Town in Kerala, India +91

Valanchery is a municipal town in Tirur Taluk, Malappuram district, Kerala, India. It is located about 40 km southeast of Karipur International Airport and 25 km south of the district headquarters, and forms a part of Malappuram metropolitan area. National Highway 66, from to Panvel to Kanyakumari, passes through Valanchery. During British Raj, Valanchery was included in the Ponnani Taluk of the erstwhile Malabar District.

==History==
===Early medieval period===
Valanchery was originally part of the Valluvanad Swaroopam dynasty in the early medieval period (12th century CE). Valluvanad was an erstwhile princely state in the present state of Kerala, that extended from the Bharathappuzha river in the South to the Panthaloor Mala in the North. On the west, it was bounded by the Arabian Sea at Ponnani and on the east by the Attappadi Hills during their zenith in the early Middle Ages. The capital of erstwhile Valluvanad was at the present-day town of Angadipuram. According to local legends, the last Cheraman Perumal ruler gave a vast extension of land in South Malabar during his journey to Mecca to one of their governors, Valluvakonathiri, and left for pilgrimage. Valluvanad was famous for the Mamankam festivals, held once in 12 years and the endless wars against the Samoothiri of Kozhikode.

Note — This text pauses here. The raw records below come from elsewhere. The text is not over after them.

Issue #3860, opened 2026-07-17
[BUG] fp32 matmul silently defaults to TF32-class precision (`MLX_ENABLE_TF32=1`), undocumented on both backends


stoyoda0012-cyber:
## Describe the bug

On the CUDA backend, fp32 `mx.matmul` runs in TF32 (10-bit mantissa)
by default: `enable_tf32()` in `mlx/utils.h` defaults `MLX_ENABLE_TF32`
to `1`, and `dtype_to_compute_type()` in
`mlx/backend/cuda/gemms/cublas_gemm.cpp` then selects
`CUBLAS_COMPUTE_32F_FAST_TF32` for `float32` (and `complex64`) inputs.

The switch exists, but nothing tells the user about it: there is no
warning, and `MLX_ENABLE_TF32` appears nowhere in the documentation —
the only occurrences in the repo are `mlx/utils.h` and
`python/tests/mlx_tests.py`. We spent a full-pipeline bisection tracing
a ~9 dB accuracy regression before finding it, and initially worked
around it with NVIDIA's driver-level `NVIDIA_TF32_OVERRIDE=0` because
we could not find any MLX-side control.

Relative Frobenius error of a 512×512 fp32 GEMM against a float64
reference:

| backend | rel. error |
|---|---|
| NumPy fp32 | 2.9e-07 |
| MLX CPU stream | 4.1e-07 |
| MLX Metal (M-series) | fp32-class |
| **MLX CUDA (default, `MLX_ENABLE_TF32=1`)** | **2.9e-04** |
| MLX CUDA + `MLX_ENABLE_TF32=0` | 2.1e-07 |
| MLX CUDA + `NVIDIA_TF32_OVERRIDE=0` (driver-level) | 2.1e-07 |

~1000× the error of fp32 — the expected TF32 mantissa signature.
`MLX_ENABLE_TF32=0` is measured equivalent to the driver-level
override (2.08e-07 vs 2.077e-07 on the same seed). Because the flag is
read lazily on first use, `os.environ["MLX_ENABLE_TF32"] = "0"` before
the first kernel call also works in-process (measured: 2.08e-07) —
useful, but only if the user knows the flag exists.

The practical problem is the **silent divergence from Metal**: the same
MLX program produces fp32-accurate results on Apple silicon and
TF32-accurate results on CUDA. In our fitting engine this flipped
near-tie `argmax` decisions over correlation scores (1.4–2.5 % of
[...]

PR #3883, opened 2026-07-21
Warn once when float32 ops silently run at TF32 precision

pierre427:
Addresses the diagnostic half of #3860.

float32 matmul-family ops default to TF32-class reduced precision (`MLX_ENABLE_TF32` defaults to 1) on both backends on current hardware — CUDA tensor cores and the M5 Metal NAX route — and the default is undocumented. #3860 has two independent downstream reports of the resulting failure mode: op-level tests stay green while downstream results shift (near-tie argmax flips on sm_120; mlx-lm's `test_ssm` state comparison on M5), and the bisection points at hardware/environment rather than any commit. This repo's own test harness already pins `MLX_ENABLE_TF32=0` (`python/tests/mlx_tests.py`) for the same reason.

This adds `env::tf32_active_for_fp32()`: returns exactly `env::enable_tf32()`, but prints a one-line warning to stderr, once per process, and **only when `MLX_ENABLE_TF32` is unset** — anyone who set `=1` or `=0` explicitly has already made the choice and never sees it:

> [mlx] float32 matmul-family ops are running at reduced (TF32) precision, which is the default when MLX_ENABLE_TF32 is unset. Set MLX_ENABLE_TF32=0 before the first operation for full float32 precision, or set MLX_ENABLE_TF32=1 explicitly to silence this warning.

It is called at exactly the points where a float32 op takes the reduced-precision route, by reordering the existing short-circuit `(env::enable_tf32() || dtype != float32)` → `(dtype != float32 || env::tf32_active_for_fp32())`, so processes that never engage TF32 (matvec-only, non-fp32, opted out) never print:

- **Metal:** the NAX gates in steel matmul, gather_mm_rhs, segmented_mm, qmm, gather_qmm, gather_qmm_rhs, and SDPA full attention
- **CUDA:** cuBLAS compute type (float32 case), cuDNN conv graph, grouped CUTLASS GEMM

No behavior change beyond the log — every gate computes the same boolean as before. The `complex64` cuBLAS case (also `FAST_TF32` today) is intentionally left untouched; probably worth folding into the docs follow-up discussed in #3860.

### Testing

On M5 Max (macOS 26.5), source build with NAX kernels active:

| scenario | warnings |
|---|---|
| default env, fp32 GEMM ×2 in one process | exactly 1 |
| default env, fp32 matvec only | 0 |
| default env, bf16 GEMM | 0 |
| `MLX_ENABLE_TF32=0`, fp32 GEMM | 0 |
| explicit `MLX_ENABLE_TF32=1`, fp32 GEMM | 0 |
| default env, fp32 quantized_matmul (NAX qmm route) | exactly 1 |
| default env, fp32 quantized_matmul (split-K route, not reduced) | 0 |

Numerics unchanged: default fp32 GEMM max rel err vs an fp64 reference is 8.3e-4 (TF32 signature), and 2.5e-7 with `MLX_ENABLE_TF32=0`. `test_blas.py` (24 tests), `test_quantized.py` (32), and `test_fast_sdpa.py` (16) all pass.

The CUDA side compiles the same helper but I have no NVIDIA hardware to run it — @stoyoda0012-cyber offered an sm_120 review in #3860.

### DIFF
--- a/mlx/backend/cuda/conv.cpp
+++ b/mlx/backend/cuda/conv.cpp
@@ -136,7 +136,7 @@ std::optional<DnnGraph> build_conv_graph(
     return std::nullopt;
   }
   graph.deselect_numeric_notes({fe::NumericalNote_t::DOWN_CONVERT_INPUTS});
-  if (dtype == float32 && !env::tf32_active_for_fp32()) {
+  if (dtype == float32 && !env::tf32_active_for_fp32("convolution")) {
     graph.deselect_numeric_notes({fe::NumericalNote_t::TENSOR_CORE});
   }
   CHECK_CUDNN_ERROR(graph.build());
--- a/mlx/backend/cuda/conv.cpp
+++ b/mlx/backend/cuda/conv.cpp
@@ -136,7 +136,7 @@ std::optional<DnnGraph> build_conv_graph(
     return std::nullopt;
   }
   graph.deselect_numeric_notes({fe::NumericalNote_t::DOWN_CONVERT_INPUTS});
-  if (dtype == float32 && !env::enable_tf32()) {
+  if (dtype == float32 && !env::tf32_active_for_fp32()) {
     graph.deselect_numeric_notes({fe::NumericalNote_t::TENSOR_CORE});
   }
   CHECK_CUDNN_ERROR(graph.build());
--- a/mlx/backend/cuda/gemms/cublas_gemm.cpp
+++ b/mlx/backend/cuda/gemms/cublas_gemm.cpp
@@ -19,8 +19,9 @@ cublasComputeType_t dtype_to_compute_type(Dtype dtype) {
     case bfloat16:
       return CUBLAS_COMPUTE_32F;
     case float32:
-      return mlx::core::env::enable_tf32() ? CUBLAS_COMPUTE_32F_FAST_TF32
-                                           : CUBLAS_COMPUTE_32F;
+      return mlx::core::env::tf32_active_for_fp32()
+          ? CUBLAS_COMPUTE_32F_FAST_TF32
+          : CUBLAS_COMPUTE_32F;
     case float64:
       return CUBLAS_COMPUTE_64F;
     case complex64:
--- a/mlx/backend/cuda/gemms/cublas_gemm.cpp
+++ b/mlx/backend/cuda/gemms/cublas_gemm.cpp
@@ -19,9 +19,11 @@ cublasComputeType_t dtype_to_compute_type(Dtype dtype) {
     case bfloat16:
       return CUBLAS_COMPUTE_32F;
     case float32:
-      return mlx::core::env::tf32_active_for_fp32()
-          ? CUBLAS_COMPUTE_32F_FAST_TF32
-          : CUBLAS_COMPUTE_32F;
+      // Compute-type selection only; the once-per-process TF32 warning is
+      // emitted from the CublasGemm constructor, where the shape is known and
+      // rank-1 (matvec) false positives can be suppressed.
+      return mlx::core::env::enable_tf32() ? CUBLAS_COMPUTE_32F_FAST_TF32
+                                           : CUBLAS_COMPUTE_32F;
     case float64:
       return CUBLAS_COMPUTE_64F;
     case complex64:
@@ -82,6 +84,18 @@ CublasGemm::CublasGemm(
       CUBLASLT_MATMUL_DESC_POINTER_MODE,
       &pointer_mode,
       sizeof(pointer_mode)));
+
+  // Warn once (see mlx/utils.h) that fp32 is running at reduced TF32 precision,
+  // but only for a genuine matrix-matrix product. cuBLASLt leaves rank-1 shapes
+  // (M == 1 || N == 1 -- e.g. a matvec whose layout missed the dedicated GEMV
+  // path and fell through to cuBLAS) numerically exact even when FAST_TF32 is
+  // requested, so warning on them is a false positive. Every cuBLAS fp32 entry
+  // -- plain matmul, AddMM (both constructors), and the GEMM-conv fallbacks --
+  // funnels through this constructor, so coverage matches the previous
+  // dtype-only gate in dtype_to_compute_type() while dropping the matvec noise.
+  if (dtype == float32 && M_ > 1 && N_ > 1) {
+    env::tf32_active_for_fp32();
+  }
 }
 
 CublasGemm::CublasGemm(
--- a/mlx/backend/cuda/gemms/grouped_gemm_unaligned.cu
+++ b/mlx/backend/cuda/gemms/grouped_gemm_unaligned.cu
@@ -302,10 +302,12 @@ auto* get_grouped_mm_funcion(Dtype dtype, int N, cu::Device& device) {
       using Arch = MLX_GET_TYPE(arch_tag);
       dispatch_bool(N % 8 == 0, [&](auto is_out_aligned) {
         constexpr int kAlignmentC = is_out_aligned ? 8 : 1;
-        dispatch_bool(env::enable_tf32(), [&](auto kEnableTF32) {
-          fun = grouped_gemm_v2<
-              GemmConfiguration<DataType, Arch, kAlignmentC, kEnableTF32>>;
-        });
+        dispatch_bool(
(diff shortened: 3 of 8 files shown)


stoyoda0012-cyber:
Running the sm_120 pass this week — source build on WSL2, results with numbers to follow.

One design question I'd like to resolve before merge, since it's the item I most want hardware to answer: the Metal gates sit inside the NAX dispatch (shape-aware), so matvec never reaches the helper — consistent with your 0-warning row. The CUDA main gate is `dtype_to_compute_type()`, which selects the compute type without consulting shape. If sm_120 gemv still passes through it, a matvec-only fp32 workload would warn while staying exact fp32 — a false positive, and the one case where "fires on actual engagement" wouldn't hold on the CUDA half. My scenario 2 is exactly this; I'll report either way, and if it does fire I'll propose a shape guard.

Same question likely applies to the cuDNN conv path: if an fp32-conv-only workload warns, the message text ("matmul-family ops") won't help the reader locate it.

pierre427:
Both points are well taken.

**On the gemv/matvec asymmetry**: you've read the structure exactly right — the Metal gates live inside the NAX dispatch, which is shape-aware, so matvec (and any shape that routes to a non-NAX kernel) never reaches the helper; that's where the 0-warning gemv row comes from. The CUDA gate at `dtype_to_compute_type()` is dtype-only by construction. If your scenario-2 run shows a matvec-only fp32 workload warning while staying exact, that's a real false positive on the CUDA half and I'll take your shape guard (or hoist the helper call below a shape check at the cublas site — whichever you prefer, since you have the hardware to validate it). Your measurement should settle it; no need to guess ahead of the sm_120 numbers.

**On the message text**: agreed, and fixed now rather than waiting — `d3d6c38a` threads the op family from the call site into the helper (default `"matmul"`; the conv site passes `"convolution"`, SDPA `"attention"`, quantized `"quantized matmul"`, grouped CUTLASS `"grouped matmul"`), so the once-per-process message names whichever family actually engaged first. No change to *when* the warning fires. M5-verified: GEMM-first warns "float32 matmul ops", NAX-shape quantized-matmul-first warns "float32 quantized matmul ops", gemv and non-NAX qmm shapes stay silent, explicit `=0`/`=1` stay silent; test_blas / test_quantized / test_fast_sdpa green. The CUDA sites are compile-only from me as before — worth an eye during your pass.

stoyoda0012-cyber:
Ran the CUDA half on real sm_120 hardware (RTX 5070 Laptop, WSL2
Ubuntu 24.04, CUDA 13.3, branch @ d3d6c38): warning behaves as
designed for GEMM (fires once per process, silent for bf16 and for
either explicit setting), the cuDNN conv site fires with family
"convolution", and numerics match the measurements in #3860
(2.9e-04 default / 2.1e-07 with `MLX_ENABLE_TF32=0`). Full 774-test
parity suite: exactly 1 warning, failure set identical to the
0.32.0 wheel — no behavioral change.

One asymmetry vs the M5 measurement: **fp32 matvec fires the warning
on CUDA** (your Metal run had 0), while the matvec result itself
stays fp32-exact (rel err 9.7e-08 vs fp64, same process). The CUDA
gate in `dtype_to_compute_type()` is shape-blind, so matvec-only
workloads get warned about a reduction that doesn't happen for that
shape. Suggest either shape-gating that call site or documenting the
requested-mode semantics.

Minor observation for the discussion: under pytest's default capture
the once-per-process warning is invisible (swallowed with whichever
test ran the first fp32 GEMM); `--capture=no` shows it. May be worth
a line in the docs.

pierre427:
Confirmed — thanks for the hardware run. The 9.7e-08 vs 2.9e-04 split is consistent with cuBLASLt not selecting a TF32 tensor-core kernel for that rank-1 shape while the compute descriptor still *requests* `FAST_TF32`; since the CUDA gate at `dtype_to_compute_type()` is dtype-only, it warns on the request regardless of the kernel cuBLAS actually runs. That's the false positive.

(The Metal half stays silent on matvec for a different reason than I first implied: vector shapes are routed to a dedicated `gemv` kernel *before* `steel_matmul_axpby`, where the fp32/TF32 gate lives — so they never reach the warn, rather than being filtered by a shape-aware `use_nax`.)

Fix pushed (`57466a7`): `dtype_to_compute_type()` goes back to silent `enable_tf32()` (pure compute-type selection, unchanged), and the warning moves into the `CublasGemm` constructor, which already holds the output dims (`M_ = a_rows`, `N_ = b_cols`, set by `init_base`), gated on `M_ > 1 && N_ > 1`. I kept it at the constructor rather than a dispatch site on purpose: `AddMM` has a second direct `CublasGemm` construction that bypasses the shared `gemm_and_bias` helper, and the GEMM-conv fallbacks build `CublasGemm` directly too — the constructor is the one point every cuBLAS fp32 entry funnels through, so warning coverage matches the old dtype-only gate exactly.

To be precise about what the guard buys: `M_ > 1 && N_ > 1` suppresses the rank-1 shapes your run showed staying fp32-exact — it is **not** a claim to detect actual tensor-core engagement, since cuBLASLt picks the algorithm by runtime heuristic. The warning stays deliberately conservative: it fires when reduced precision is *requested* on a genuine matrix-matrix shape.

CUDA is still compile-only from me, so would you mind re-checking on the 5070: (1) your scenario-2 matvec now warns 0×, (2) a GEMM-first workload still warns exactly once (family "matmul"), (3) an `AddMM` / `beta != 0` fp32 workload still warns, and (4) the 774-test parity set is unchanged. I'll also add your `--capture=no` observation to the PR notes — good catch.

stoyoda0012-cyber:
Re-ran the matrix on real sm_120 hardware against 57466a7
(RTX 5070 Laptop, WSL2, CUDA 13.3, incremental rebuild):

| scenario | result |
|---|---|
| fp32 matvec → in-process control GEMM | **(0, 1)** — matvec silent, control still warns |
| fp32 GEMM ×2 | 1, family "matmul" |
| fp32 `addmm` | 1, family "matmul" |
| 774-test parity suite (env unset / `MLX_ENABLE_TF32=0`) | 1 warning, failures identical to wheel / 0 warnings, failures identical to wheel |
| fp32 conv2d | 1, family "convolution" |

The shape gate resolves the matvec false positive from my earlier
comment — matvec-only workloads are now silent while the in-process
control GEMM proves the machinery still engages, and the addmm
constructor path warns as intended. No behavioral change in either
suite configuration. LGTM from the hardware side.

PhilipJohnBasile:
Current-base revalidation from a second M5 Max checkout (macOS 27.0 build 26A5388g, Xcode 27.0):

- Replayed the three PR commits cleanly onto current `origin/main` at `973e27f8`.
- Clean source build: `mlx 0.32.1.dev20260726`.
- Runtime warning matrix on `applegpu_g17s`:
  - default fp32 GEMM twice: exactly one warning
  - default fp32 matvec: silent
  - default bf16 GEMM: silent
  - fp32 CPU GEMM: silent
  - explicit `MLX_ENABLE_TF32=0`: silent
  - explicit `MLX_ENABLE_TF32=1`: silent
- Numerical control against a float64 reference for 512x512 fp32 GEMM:
  - default: relative Frobenius error `7.6947e-4`, one warning
  - `MLX_ENABLE_TF32=0`: `2.8766e-7`, no warning
- `test_blas.py`: 27 passed.
- `test_quantized.py` + `test_fast_sdpa.py`: 48 passed, 1 skipped.

The current pre-commit clang-format hook finds two wrapping-only violations in the PR diff. The mechanical correction is isolated at [`2b5f6eec`](https://github.com/PhilipJohnBasile/mlx/commit/2b5f6eec98e32d8d9a71471d27ec8cd269333f77) and can be cherry-picked; all pre-commit hooks pass afterward.

Security classification for clarity: based on the reported behavior and reproductions, this is a numerical-correctness and runtime-observability issue, **not a cybersecurity vulnerability**. It changes floating-point precision and can alter downstream numerical decisions, but does not introduce an access-control bypass, secret exposure, arbitrary code execution, or a demonstrated memory-safety boundary violation. The warning is still important because the application-level accuracy impact can be substantial.

I do not have NVIDIA hardware locally; the sm_120 execution evidence remains the real-hardware validation reported above by @stoyoda0012-cyber.

zcbenz (commented):
Thanks for the PR but printing warning for TF32 is not really common practice as far as I know, and I think documentation + programmable switch would be a more reasonable choice.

===Late medieval period===
The region came under the direct control of the Kozhikode Samoothiris in 13th/14th century CE by the defeat of Valluvakonathiris in Tirunavaya War. Assisted by the warriors of their subordinate chiefs (Chaliyam, Beypore, Tanur and Kodungallur) and the Muslim naval fleet under the Koya of Kozhikode, the Samoothiri's fighters advanced by both land and sea. The main force under the command of Samoothiri himself attacked, encamping at Triprangode, an allied force of Valluvanadu and Perumpadappu from the north. Meanwhile, another force under the Eralppadu commanded a fleet across the sea and landed at Ponnani and later moved to Thirumanasseri, with the intention to descend on Tirunavaya from the south with the help of the warriors of the Thirumanasseri Brahmins. Eralppadu also prevented the warriors of Perumpadappu from joining Valluvanadu forces. The Muslim merchants and commanders at Ponnani supported the Kozhikode force with food, transport, and provisions. The warriors of the Eralppadu moved north and crossed the Bharathappuzha and took up position on the northern side of the river. The Koya marched at the head of a large column and stormed Tirunavaya. In spite of the fact that the warriors of Valluvanadu did not get the timely help of Perumpadappu, they fought vigorously and the battle dragged on. In the meantime, the Kozhikode minister Mangattachan was also successful in turning Kadannamanna Elavakayil Vellodi (junior branch of Kadannamanna) to their side. Finally, two Valluvanadu princes were killed in the battles, the Nairs abandoned the settlement and Kozhikode infested Thirunavaya.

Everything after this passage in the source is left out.